Con l’apertura della campagna fiscale, il 730 precompilato 2026, insieme al modello Redditi Persone Fisiche, diventa uno degli appuntamenti più importanti per i contribuenti. In questo articolo vi mostriamo tutte le date da segnare nel calendario e cosa fare in caso di errori e omissioni.
730 precompilato 2026: quando il modello è disponibile
Il modello 730 precompilato sarà disponibile a partire dal 30 aprile 2026 nell’area riservata del sito dell’Agenzia delle Entrate.

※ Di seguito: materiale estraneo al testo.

Issue #1731, opened 2018-11-06
Working on an asio::ssl::stream<> replacement based on botan's TLS


reneme:
We are actively developing a client application that mainly communicates via HTTP and already uses botan for several cryptographic tasks. Now, we would like to replace its networking layer (currently WinHTTP and SChannel) with an open source implementation.

For a socket abstraction we are planning to use boost::asio. To avoid the addition of OpenSSL as a second crypto library we are looking into a replacement for asio's `ssl::stream<>` based on botan. Its not yet clear whether this will be a compatible drop-in replacement but we would take `asio::ssl::stream<>` as a guide line.

To the best of our knowledge to date there is no such implementation available as open source. Since some (optional) functionality in botan is already based on ASIO: Would you be interested in accepting such an ssl stream implementation as a contribution to the library?

randombit:
Keep in mind also it is perfectly possible to use the existing TLS API with asio, see for example https://github.com/randombit/botan/blob/master/src/cli/tls_proxy.cpp and https://github.com/randombit/botan/blob/master/src/cli/tls_http_server.cpp

That said an explicit asio integration would probably be useful to others and yes I would accept a PR for this. This could be packaged in a sub-module of tls.

Style thing I'll mention from the outset, in my install of Boost the asio SSL support is spread out over 27 headers which to me seems really excessive especially as most are under 200 LOC. Something like say 3-5 headers seems more reasonable to me here.

I'm going to be unavailable quite a bit in the next few weeks but if you have any questions about direction or how to do something feel free to ask here.

ChrisBFX:
@reneme  I've worked on exactly the same thing last week. It's still pretty much work in progress but the basic functionality is done. You can check it out here: https://github.com/krumedia/asio-botan-stream
Would be great if you can provide some kind of feedback if this would be useful for you, or if don't like the architecture at all.

reneme:
Thanks for your reply @ChrisBFX. Indeed your implementation seems to be on a good track and might serve as a basis for what we have in mind as well. Are you planning to develop this to become production ready?

Tymolc:
We opened PR #1839 to implement this feature.

reneme:
Since this is merged and integrated into our application, I take the liberty to close this.
Thanks a lot to all contributors. :)

pedro-vicente:
Is there a version for asio standalone (non boost) ?
and if not , would it be possible to change the current botan source to use the standalone asio ?

https://think-async.com/Asio/

[...]

PR #1830, opened 2019-02-11
Access to System Certificate Store on macOS

reneme:
This is ongoing work towards an adapter for the macOS system certificate store onto Botan's `Certificate_Store` interface. I will add documentation, description and tests along the way and would be happy about a quick code review. Particularly, whether my build-system integration is reasonable. :-)

Currently implemented are:

* `Certificate_Store::find_cert()`
* `Certificate_Store::find_all_certs()`
* `Certificate_Store::find_cert_by_pubkey_sha1()`
* `Certificate_Store::all_subjects()`

However, I'm not sure whether `::find_crl_for()` and `::find_cert_by_raw_subject_dn_sha256()` are in reach.

Furthermore, I'm a bit worried about testing this. The tests added for now try to fetch the root certificate that signs the TLS certificate of "botan.randombit.net" in different ways. However, more sophisticated tests would require root access to the CI machine, to alter the root certificate chains. I don't think that this is feasible.

### DIFF
--- a/src/build-data/os/darwin.txt
+++ b/src/build-data/os/darwin.txt
@@ -21,6 +21,8 @@ commoncrypto
 sockets
 threads
 filesystem
+
+apple_keychain
 </target_features>
 
 <aliases>
--- a/src/lib/x509/certstor_system_macos/certstor_macos.cpp
+++ b/src/lib/x509/certstor_system_macos/certstor_macos.cpp
@@ -1,0 +1,472 @@
+/*
+* Certificate Store
+* (C) 1999-2019 Jack Lloyd
+* (C) 2019      René Meusel
+*
+* Botan is released under the Simplified BSD License (see license.txt)
+*/
+
+#include <botan/build.h>
+
+#include <algorithm>
+#include <array>
+
+#include <CoreFoundation/CoreFoundation.h>
+#include <CoreServices/CoreServices.h>
+
+#include <botan/assert.h>
+#include <botan/ber_dec.h>
+#include <botan/certstor_macos.h>
+#include <botan/data_src.h>
+#include <botan/der_enc.h>
+#include <botan/exceptn.h>
+#include <botan/x509_dn.h>
+
+namespace Botan {
+
+namespace {
+
+/**
+ * Abstract RAII wrapper for CFTypeRef-style object handles
+ * All of those xxxRef types are eventually typedefs to void*
+ */
+template<typename T>
+class scoped_CFType
+   {
+   public:
+      explicit scoped_CFType(T value)
+         : m_value(value)
+         {
+         }
+
+      scoped_CFType(const scoped_CFType<T>& rhs) = delete;
+      scoped_CFType(scoped_CFType<T>&& rhs) :
+         m_value(std::move(rhs.m_value))
+         {
+         rhs.m_value = nullptr;
+         }
+
+      ~scoped_CFType()
+         {
+         if(m_value)
+            {
+            CFRelease(m_value);
+            }
+         }
+
+      operator bool() const { return m_value != nullptr; }
+
+      void assign(T value)
+         {
+         BOTAN_ASSERT(m_value == nullptr, "scoped_CFType was not set yet");
+         m_value = value;
+         }
+
+      T& get() { return m_value; }
+      const T& get() const { return m_value; }
+
+   private:
+      T m_value;
+   };
+
+/**
+ * Apple's DN parser "normalizes" ASN1 'PrintableString' into upper-case values
+ * and strips leading, trailing as well as multiple white spaces.
+ * See: opensource.apple.com/source/Security/Security-55471/sec/Security/SecCertificate.c.auto.html
+ */
+X509_DN normalize(const X509_DN& dn)
+   {
+   X509_DN result;
+
+   for(const auto& rdn : dn.dn_info())
+      {
+      // TODO: C++14 - use std::get<ASN1_String>(), resp. std::get<OID>()
+      const auto oid = rdn.first;
+      auto str = rdn.second;
+
+      if(str.tagging() == ASN1_Tag::PRINTABLE_STRING)
+         {
+         std::string normalized;
+         normalized.reserve(str.value().size());
+         for(const char c : str.value())
+            {
+            if(c != ' ')
+               {
+               // store all 'normal' characters as upper case
+               normalized.push_back(::toupper(c));
+               }
+            else if(!normalized.empty() && normalized.back() != ' ')
+               {
+               // remove leading and squash multiple white spaces
+               normalized.push_back(c);
+               }
+            }
+
+         if(normalized.back() == ' ')
+            {
+            // remove potential remaining single trailing white space char
+            normalized.erase(normalized.end() - 1);
+            }
+
+         str = ASN1_String(normalized, str.tagging());
+         }
+
+      result.add_attribute(oid, str);
+      }
+
+   return result;
+   }
+
+std::string to_string(const CFStringRef cfstring)
+   {
+   const char* ccstr = CFStringGetCStringPtr(cfstring, kCFStringEncodingUTF8);
+
+   if(ccstr != nullptr)
+      {
+      return std::string(ccstr);
+      }
+
+   auto utf16_pairs    = CFStringGetLength(cfstring);
+   auto max_utf8_bytes = CFStringGetMaximumSizeForEncoding(utf16_pairs, kCFStringEncodingUTF8);
+
+   std::vector<char> cstr(max_utf8_bytes, '\0');
+   auto result = CFStringGetCString(cfstring,
+                                    cstr.data(), cstr.size(),
+                                    kCFStringEncodingUTF8);
+
+   return (result) ? std::string(cstr.data()) : std::string();
+   }
+
+std::string to_string(const OSStatus status)
+   {
+   scoped_CFType<CFStringRef> eCFString(
+      SecCopyErrorMessageString(status, nullptr));
+   return to_string(eCFString.get());
+   }
+
+void check_success(const OSStatus status, const std::string context)
+   {
+   if(errSecSuccess == status)
+      {
+      return;
+      }
+
+   throw Internal_Error(
+      std::string("failed to " + context + ": " + to_string(status)));
+   }
+
+template <typename T>
+void check_notnull(const scoped_CFType<T>& value, const std::string context)
+   {
+   if(value)
+      {
+      return;
+      }
+
+   throw Internal_Error(std::string("failed to ") + context);
+   }
+
+SecCertificateRef to_SecCertificateRef(CFTypeRef object)
+   {
+   if(!object || CFGetTypeID(object) != SecCertificateGetTypeID())
+      {
+      throw Internal_Error("cannot convert CFTypeRef to SecCertificateRef");
+      }
+
+   return static_cast<SecCertificateRef>(const_cast<void*>(object));
+   }
+
+/**
+ * Create a CFDataRef view over some provided std::vector<uint8_t. The data is
+ * not copied but the resulting CFDataRef uses the std::vector's buffer as data
+ * store. Note that the CFDataRef still needs to be manually freed, hence the
+ * scoped_CFType wrapper.
+ */
+scoped_CFType<CFDataRef> createCFDataView(const std::vector<uint8_t>& data)
+   {
+   return scoped_CFType<CFDataRef>(
+             CFDataCreateWithBytesNoCopy(kCFAllocatorDefault,
+                                         data.data(),
+                                         data.size(),
+                                         kCFAllocatorNull));
+   }
+
+/**
+ * Convert a SecCertificateRef object into a Botan::X509_Certificate
+ */
+std::shared_ptr<const X509_Certificate> readCertificate(SecCertificateRef cert)
+   {
+   scoped_CFType<CFDataRef> derData(SecCertificateCopyData(cert));
+   check_notnull(derData, "read extracted certificate");
+
+   // TODO: factor this out into a createDataSourceView() as soon as this class
+   //       gets a move-constructor
+   const auto data   = CFDataGetBytePtr(derData.get());
+   const auto length = CFDataGetLength(derData.get());
+
+   DataSource_Memory ds(data, length);
+   return std::make_shared<Botan::X509_Certificate>(ds);
+   }
+
+}
+
+/**
+ * Internal class implementation (i.e. Pimpl) to keep the required platform-
+ * dependent members of Certificate_Store_MacOS contained in this compilation
+ * unit.
+ */
+class Certificate_Store_MacOS_Impl
+   {
+   private:
+      static constexpr const char* system_roots =
+         "/System/Library/Keychains/SystemRootCertificates.keychain";
+      static constexpr const char* system_keychain =
+         "/Library/Keychains/System.keychain";
+
+   public:
+      using Query = std::vector<std::pair<CFStringRef, CFTypeRef>>;
+
+   public:
+      Certificate_Store_MacOS_Impl() :
+         m_policy(SecPolicyCreateBasicX509()),
+         m_system_roots(nullptr),
+         m_system_chain(nullptr),
+         m_keychains(nullptr)
+         {
+         check_success(SecKeychainOpen(system_roots, &m_system_roots.get()),
+                       "open system root certificates");
+         check_success(SecKeychainOpen(system_keychain, &m_system_chain.get()),
+                       "open system keychain");
+         check_notnull(m_system_roots, "open system root certificate chain");
+         check_notnull(m_system_chain, "open system certificate chain");
+
+         // m_keychains is merely a convenience list view into all open keychain
+         // objects. This list is required in prepareQuery().
+         std::array<const void*, 2> keychains{{
+               m_system_roots.get(),
+               m_system_chain.get()
+               }};
+
+         m_keychains.assign(
+            CFArrayCreate(kCFAllocatorDefault,
+                          keychains.data(),
+                          keychains.size(),
+                          &kCFTypeArrayCallBacks));
+         check_notnull(m_keychains, "initialize keychain array");
+         }
+
+      CFArrayRef keychains() const { return m_keychains.get(); }
+      SecPolicyRef policy() const { return m_policy.get(); }
+
+      /**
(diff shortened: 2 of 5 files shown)


randombit:
Oh nice, thanks.

I don't have time to review this right now but will do so asap, probably in next few days.

We should (I think) have root on the CI so it would be possible to test it there. However we probably should not ask for or require root access to run the tests normally, eg when installing through Homebrew. Nor should we mess with an end users certificate store ;)

To some extent that could be worked around by adding a flag to `botan-test` that signals "I'm running in continuous integration environment and it's ok to run potentially dangerous or destructive tests." and any test modifying the local certstore could check that flag before running.

randombit:
Have not had time for a full review but a few quick comments:

- Question: Is it possible to replace `scoped_CFType` with `unique_ptr` which is passed a release function? As done for example in https://github.com/randombit/botan/blob/master/src/lib/prov/openssl/openssl_ec.cpp#L141

- Use `BOTAN_ASSERT` or `BOTAN_ASSERT_EQUAL` instead of C stdlib `assert`. I think `assert_notnull` could be replaced by `BOTAN_ASSERT_NONNULL`.

- Question: is it possible this works on iOS as well?

reneme:
Regarding the `scoped_CFType`: I failed to fully replace it with `unique_ptr`. Those `CFTypeRef`-like types are eventually typedefs of `void*`, so they already _are_ a pointer themselves. I tried to replace it like so:

```C++
template <typename T>
struct CFType_deleter {
  void operator()(T cftype) {
    if (cftype != nullptr) {
      CFRelease(cftype);
    }
  }
};

template <typename T>
using scoped_CFType = std::unique_ptr<typename std::remove_pointer<T>::type, CFType_deleter<T>>;
```

This sort-of works, but doesn't allow to take the address of the wrapped `CFTypeRef`. That's needed when using it as output parameter of the `SecKeychainOpen()` call. One could of course add a short-lived bare `CFTypeRef` and wrap it after the call, but I didn't like that approach.

reneme:
I replaced the `assert()` calls with `BOTAN_ASSERT` and renamed the `assert_nonnull` and `assert_success` to `check_xxx`, as I intend to throw exceptions in those conditions.

reneme:
Regarding iOS: I would imagine that this is mostly going to work on iOS as well. I think, accessing the keychain itself is handled a bit differently there, though. In particular there is only _one_ keychain in the whole system, so the calls to `SecKeychainOpen()` can probably be omitted. A quick glance in the documentation of the used API calls suggests that it should work from iOS 10.6 onwards with minor adaptions. That said, I don't have a test setup readily available to try it.

reneme:
Finally, I found a somewhat major bummer that sounds pretty odd to me: In order to successfully find certificates using Apple's `SecItemCopyMatching()` call, I needed to "normalize" the DN objects. See [here](https://github.com/randombit/botan/pull/1830/commits/a27f1c2ef6efb7d90b2f2a44c5e08a13903d7407#diff-ce3705d4ff7e58a182e5ff3f3334b904R78) for the actual method.

Apple states in their [keychain implementation](https://opensource.apple.com/source/Security/Security-55471/sec/Security/SecCertificate.c.auto.html) that ASN.1 strings of the type 'PrintableString' are not case sensitive. Hence, they transform those strings into uppercase and furthermore strip leading and trailing whitespace. Also the certificate lookup seems to be rather slow: The current test body, takes nearly 500ms on my laptop, despite fetching just a handful certificates.

As an alternative of using Apple's APIs for certificate lookups, we might be better off to pull the entire system certificate store into the `Certificate_Store_In_Memory` implementation upon initialization. Initially, I rejected that idea as rather dirty. What do you think?

src/lib/x509/certstor_system_macos/certstor_macos.cpp
```diff
@@ -0,0 +1,472 @@
...
+
+   if(!result)
+      {
+      return {};  // no certificates found
+      }
+
+   const auto count = CFArrayGetCount(result.get());
+   BOTAN_ASSERT(count > 0, "certificate result list contains data");
+
+   std::vector<std::shared_ptr<const X509_Certificate>> output;
```
reneme: Pre-allocate buffer?
```suggestion
   std::vector<std::shared_ptr<const X509_Certificate>> output;
   output.reserve(count);
```

randombit:
> Apple states in their [keychain implementation](https://opensource.apple.com/source/Security/Security-55471/sec/Security/SecCertificate.c.auto.html) that ASN.1 strings of the type 'PrintableString' are not case sensitive. Hence, they transform those strings into uppercase and furthermore strip leading and trailing whitespace.

So, this follows from the requirements of RFC 3280 which states that when comparing DNs, "attribute values in PrintableString are not case sensitive" as well as the whitespace normalization. And in fact X.509 proper requires such for all string types, and we implement that when comparing DNs (function `x500_name_cmp` in `parsing.cpp`).

However Apple's behavior here is completely broken: how could "case insensitive" turn out to mean "you must take into account casing"?!? I think they were just too lazy to implement the correct DN comparison algorithm and did this as a hack.

> Also the certificate lookup seems to be rather slow: The current test body, takes nearly 500ms on my laptop, despite fetching just a handful certificates.

Wow that is quite slow. Maybe worth timing each test individually to help diagnose the issue? Call `start_timer`/`end_timer` on your `Test::Result` instances to enable this.

> As an alternative of using Apple's APIs for certificate lookups, we might be better off to pull the entire system certificate store into the `Certificate_Store_In_Memory` implementation upon initialization. Initially, I rejected that idea as rather dirty. What do you think?

Yeah that seems messy, for example consider a long running server process: you would probably expect that adding a cert to the system store would make it available in the server process without a process restart.

I wonder too if perhaps there is some startup overhead to using the system store, say 400ms on first use, but then all subsequent operations are fast. You might be able to detect this using `botan-test --test-runs=10 <test names>` which runs the named tests several times in a row.

src/lib/x509/certstor_system_macos/certstor_macos.cpp
randombit: It shouldn't matter much since you are just reserving the size for the `shared_ptr`s. Either way is fine as far as I am concerned.

reneme:
> I wonder too if perhaps there is some startup overhead to using the system store, say 400ms on first use, but then all subsequent operations are fast.

Thanks for the pointer with `start_timer`/`end_timer`. That was helpful. Turns out that the `.all_subjects()` test takes 95% of the full time, i.e. some 450ms. Which is unfortunate, but somewhat expected. It needs to pull in and parse _all_ trusted certificates, after all. Initialization of the `SecKeychain` object is in the ballpark of 1ms. So are individual certificate lookups.

> However Apple's behavior here is completely broken: how could "case insensitive" turn out to mean "you must take into account casing"?!?

Its annoying for sure. I'll have another look whether we can somehow do the "normalization" with some public Apple API, rather than re-implementing it. At least that would be less brittle, I guess.

> you would probably expect that adding a cert to the system store would make it available in the server process without a process restart.

That's exactly what I had in mind as well, when deciding against this option.

randombit:
> I'll have another look whether we can somehow do the "normalization" with some public Apple API, rather than re-implementing it. At least that would be less brittle, I guess.

Looks like https://developer.apple.com/documentation/security/1396030-seccertificatecopynormalizedsubj?language=objc is the intended API for this. And yeah, good to use the public API here since they might decide to apply the same normalization to other string types in the future.

src/lib/x509/certstor_system_macos/certstor_macos.cpp
```diff
@@ -0,0 +1,475 @@
...
+Certificate_Store_MacOS::find_cert_by_raw_subject_dn_sha256(const std::vector<uint8_t>& subject_hash) const
+   {
+   BOTAN_UNUSED(subject_hash);
+   throw Not_Implemented("Certificate_Store_MacOS::find_cert_by_raw_subject_dn_sha256");
+   }
+
+std::shared_ptr<const X509_CRL> Certificate_Store_MacOS::find_crl_for(const X509_Certificate& subject) const
+   {
+   BOTAN_UNUSED(subject);
+   throw Not_Implemented("Certificate_Store_MacOS::find_crl_for");
```
reneme: I'm currently testing this along with our under-construction TLS asio stream (see #1731) and it works quite nicely. However, for the certificate validation to work, I need to statically return an empty list of CRLs (or respectively don't override this function at all, hence falling back to the base class' method returning an empty list). As far as I can see, the macOS keychain does not support any CRL handling. Is "not overriding" a reasonable implementation strategy here?

randombit: Yes if the keychain does not support CRLs at all then it is fine to either omit implementing the function entirely, or (to make it obvious the omission is intentional) override it and have it return an empty list with a comment to the effect that it is not supported by the system API. `Not_Implemented` is more to indicate a TODO type situation, where the functionality is possible but the code is just not written yet.

src/lib/x509/certstor_system_macos/certstor_macos.h
```diff
@@ -0,0 +1,75 @@
...
+namespace Botan {
+
+class Certificate_Store_MacOS_Impl;
+
+/**
+* Certificate Store that is backed by the system trust store on macOS. This
+* opens a handle to the macOS keychain and serves certificate queries directly
+* from there.
+*/
+class BOTAN_PUBLIC_API(2, 0) Certificate_Store_MacOS final : public Certificate_Store
```
randombit: This should be 2,10 since that will be the version version that includes this.

src/tests/test_certstor_macos.cpp
```diff
@@ -0,0 +1,336 @@
...
+   {
+   Test::Result result("macOS Certificate Store - Open Keychain");
+
+   try
+      {
+      result.start_timer();
+      auto certstore = new Botan::Certificate_Store_MacOS();
+      result.end_timer();
+
+      delete certstore;
```
randombit: I know it is just a test but would be better to use RAII here - explicit `delete` is always trouble.

src/build-data/os/darwin.txt
```diff
@@ -21,6 +21,8 @@ commoncrypto
 sockets
 threads
 filesystem
+
+certstore
```
randombit: Having this feature named certstore is going to get confusing since Windows etc also has a certificate store. Maybe something like `apple_keychain`?

src/tests/test_certstor_macos.cpp
```diff
@@ -0,0 +1,336 @@
...
+* Botan is released under the Simplified BSD License (see license.txt)
+*/
+
+#include "tests.h"
+
+#include <botan/build.h>
+
+#include <iostream>
+
+#if defined(BOTAN_TARGET_OS_IS_DARWIN)
```
randombit: This should be checking for `BOTAN_HAS_CERTSTOR_MACOS` since it is possible to build on OSX but with the certstore disabled.

src/lib/x509/certstor_system_macos/certstor_macos.h
```diff
@@ -0,0 +1,75 @@
...
+   {
+   public:
+      Certificate_Store_MacOS();
+
```
randombit: `=default` copy/move constructors/assignments?

src/lib/x509/certstor_system_macos/certstor_macos.cpp
```diff
@@ -0,0 +1,475 @@
...
+* Certificate Store
+* (C) 1999-2019 Jack Lloyd
+* (C) 2019      René Meusel
+*
+* Botan is released under the Simplified BSD License (see license.txt)
+*/
+
+#include <botan/build.h>
+
+#if defined(BOTAN_TARGET_OS_IS_DARWIN)
```
randombit: No need for this - if the file is being compiled we know (by virtue of restrictions set in `info.txt`) that we are on OSX

reneme:
> Looks like https://developer.apple.com/documentation/security/1396030-seccertificatecopynormalizedsubj?language=objc is the intended API for this.

Unfortunately this API is deprecated and also takes a `SecCertificateRef`. In [Security/SecCertificate.c](https://opensource.apple.com/source/Security/Security-55471/sec/Security/SecCertificate.c.auto.html) I found an internal API called `SecDistinguishedNameCopyNormalizedContent` (defined in [Security/SecCertificateInternal.h](https://opensource.apple.com/source/Security/Security-55471/sec/Security/SecCertificateInternal.h.auto.html)) which does pretty much what we need. It is not defined in the public header though, so I needed to define it in the compilation unit like so:

```C++
extern "C" CFDataRef SecDistinguishedNameCopyNormalizedContent(CFDataRef distinguished_name);
```

With a bit of further mangling (the call strips the enclosing ASN.1 `SEQUENCE` from the DN data), it actually does what it should. However, I obviously don't feel comfortable linking against internal Apple's internal API... :-/

src/lib/x509/certstor_system_macos/certstor_macos.cpp
```diff
@@ -0,0 +1,475 @@
...
+   const char* ccstr = CFStringGetCStringPtr(cfstring, kCFStringEncodingUTF8);
+
+   if(ccstr != NULL)
+      {
+      return std::string(ccstr);
+      }
+
+   auto chars = CFStringGetLength(cfstring);
+
+   // Worst case: 2 bytes per character + NUL
```
randombit: Is that really true? UTF-8 can be up to 4 bytes / character

src/lib/x509/certstor_system_macos/certstor_macos.cpp
```diff
@@ -0,0 +1,475 @@
...
+   auto cstrlen = chars * 2 + 1;
+   auto cstr = std::unique_ptr<char[]>(new char[cstrlen]);
```
randombit: would prefer `vector` to explicit `new`

src/tests/test_certstor_macos.cpp
```diff
@@ -0,0 +1,336 @@
+/*
+* (C) 1999-2019 Jack Lloyd
+* (C) 2019      René Meusel
+*
+* Botan is released under the Simplified BSD License (see license.txt)
+*/
+
+#include "tests.h"
+
+#include <botan/build.h>
```
randombit: You can assume "tests.h" includes `botan/build.h` since most tests want to do feature macro checks.

randombit:
> However, I obviously don't feel comfortable linking against internal Apple's internal API...

Yeah that is no good. OK I guess we use the normalization you wrote and hope Apple doesn't change their minds about what is normalized or how.

src/build-data/os/darwin.txt
reneme: Judging from "filesystem", "threads" and so on, I assumed that this is a list of "features" a certain platform provides. I.e. if we'd add a similar implementation for Windows (which we are actually planning in the near future), we would just add "certstore" to `windows.txt` as well.
Is that a wrong assumption?

reneme:
Thanks for the review. I fixed the simple things right away and will do the rest tomorrow.

src/build-data/os/darwin.txt
randombit: Here feature is in terms of specific APIs, so for `threads` we mean that `std::thread` and company work, and `sockets` means BSD socket API (which is why Windows defines `winsock2` instead as the APIs differ). If say there was a platform which had threads but the `std::` thread API didn't work and we had to use some system specific API, it would get its own distinct feature and not define `threads`.

reneme: That's good to know, thanks.

src/lib/x509/certstor_system_macos/certstor_macos.cpp
reneme: According to the [documentation](https://developer.apple.com/documentation/corefoundation/1542853-cfstringgetlength?language=objc) `CFStringGetLength()` returns the number of UTF-16 code pairs. So, for example this Emoji "🧖" requires two UTF-16 code pairs (Big Endian: 0xD83E 0xDDD6) and four UTF-8 bytes (0xF0 0x9F 0xA7 0x96). For a string containing only this emoji `CFStringGetLength()` would return "2", hence the calculation would be correct.

Nevertheless, while reading this up, I found `CFStringGetMaximumSizeForEncoding()` which is probably the better choice anyway.

reneme:
I'm done with applying your comments.

randombit:
There are a few warnings:

```
src/lib/x509/certstor_system_macos/certstor_macos.cpp:245:49: warning: suggest braces around initialization of subobject [-Wmissing-braces]
         std::array<const void*, 2> keychains({ m_system_roots.get(),
                                                ^~~~~~~~~~~~~~~~~~~~~
                                                {
src/lib/x509/certstor_system_macos/certstor_macos.cpp:463:95: warning: unused parameter 'subject' [-Wunused-parameter]
std::shared_ptr<const X509_CRL> Certificate_Store_MacOS::find_crl_for(const X509_Certificate& subject) const
                                                                                              ^
2 warnings generated.
src/tests/test_certstor_macos.cpp:81:44: warning: empty parentheses interpreted as a function declaration [-Wvexing-parse]
      Botan::Certificate_Store_MacOS unused();
                                           ^~
src/tests/test_certstor_macos.cpp:81:44: note: remove parentheses to declare a variable
      Botan::Certificate_Store_MacOS unused();
                                           ^~
src/tests/test_certstor_macos.cpp:81:38: warning: unused function 'unused' [-Wunused-function]
      Botan::Certificate_Store_MacOS unused();
                                     ^
2 warnings generated.
```

Can you fix these and then squash all the commits?

Also, I realized now why all_subjects is slow. In addition to accessing every cert, it has to actually load/parse the certificates to work around Apple's DN mangling. This triggers a signature check on each CA certificate (this is necessary to test self-signed vs self-issued certificates). Likely if that logic were made to be lazy (computed just when/if X509_Certificate::is_self_signed is called) then the operation would be much faster.

reneme:
> Can you fix these and then squash all the commits?

Done. ... waiting for CI to see if all the warnings have vanished.

> Also, I realized now why all_subjects is slow. ...

I consider this outside the scope of that PR. Another option would be to let `all_subjects()` throw `Not_Implemented` for the time being. Not sure whether this list is of much value anyway.

randombit:
> I consider this outside the scope of that PR.

Oh absolutely - I meant that I will look at addressing that later, so at some point in the future this slow operation will become fast.

reneme:
> waiting for CI to see if all the warnings have vanished.

Looks like the code doesn't produce warnings related to this PR on the macOS build anymore. :)

randombit:
Merged! Thanks again.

Da questo momento, ogni contribuente può accedere alla propria dichiarazione già compilata con i dati raccolti dal fisco e anche se non sarà possibile inviare la dichiarazione, può verificare tutte le informazioni inserite: redditi, spese detraibili o deducibili e altri dati già presenti.
Quando si può modificare e inviare il 730/2026
A partire dal 20 maggio 2026 si potrà modificare e inviare la propria dichiarazione.
Il contribuente può scegliere se accettare il modello così com’è oppure modificarlo prima dell’invio.
Accettare la precompilata senza modifiche è la soluzione più semplice e comporta meno controlli da parte dell’Agenzia, ma bisogna fare attenzione perché non sempre i dati precaricati sono completi o corretti.
Ricordiamo ai nostri lettori che, in caso di modifica, il contribuente si assume la responsabilità dei dati inseriti. Questo comporta controlli da parte dell’Agenzia delle Entrate, soprattutto sulle spese aggiunte o corrette, che portano ad un aumento degli oneri detraibili o deducibili.
In caso di verifica, sarà necessario dimostrare quanto dichiarato con idonea documentazione (fatture, ricevute, scontrini, bonifici).
Entro quando si può trasmettere il 730/2026
La dichiarazione 730, sia precompilata sia ordinaria, può essere trasmessa entro il 30 settembre 2026.
Oltre tale data, i contribuenti che non hanno ancora inviato la dichiarazione non potranno più utilizzare il modello 730, ma dovranno ricorrere al modello Redditi Persone Fisiche.
730 inviato: entro quando si può correggere
Dopo aver trasmesso il 730, se ci si accorge di averlo inviato con errori o omissioni, è possibile annullarlo entro il 20 giugno 2026.
L’annullamento consente di cancellare completamente la dichiarazione inviata e di presentarne una nuova, corretta, come se fosse la prima.
Se invece l’errore viene scoperto più tardi, si dovrà procedere con il 730 integrativo entro il 25 ottobre 2026.
Il modello integrativo serve per correggere una dichiarazione già inviata quando la modifica è a favore del contribuente, ad esempio se si ha diritto a un rimborso più alto o se sono state dimenticate spese detraibili.
In alternativa, è possibile presentare il modello Redditi correttivo entro il 30 novembre 2026 quando la correzione non è a favore del contribuente. Questo accade, ad esempio, se ci si accorge di aver dimenticato un reddito o di aver indicato detrazioni non spettanti, situazioni che comportano quindi un aumento delle imposte da pagare o una riduzione del rimborso.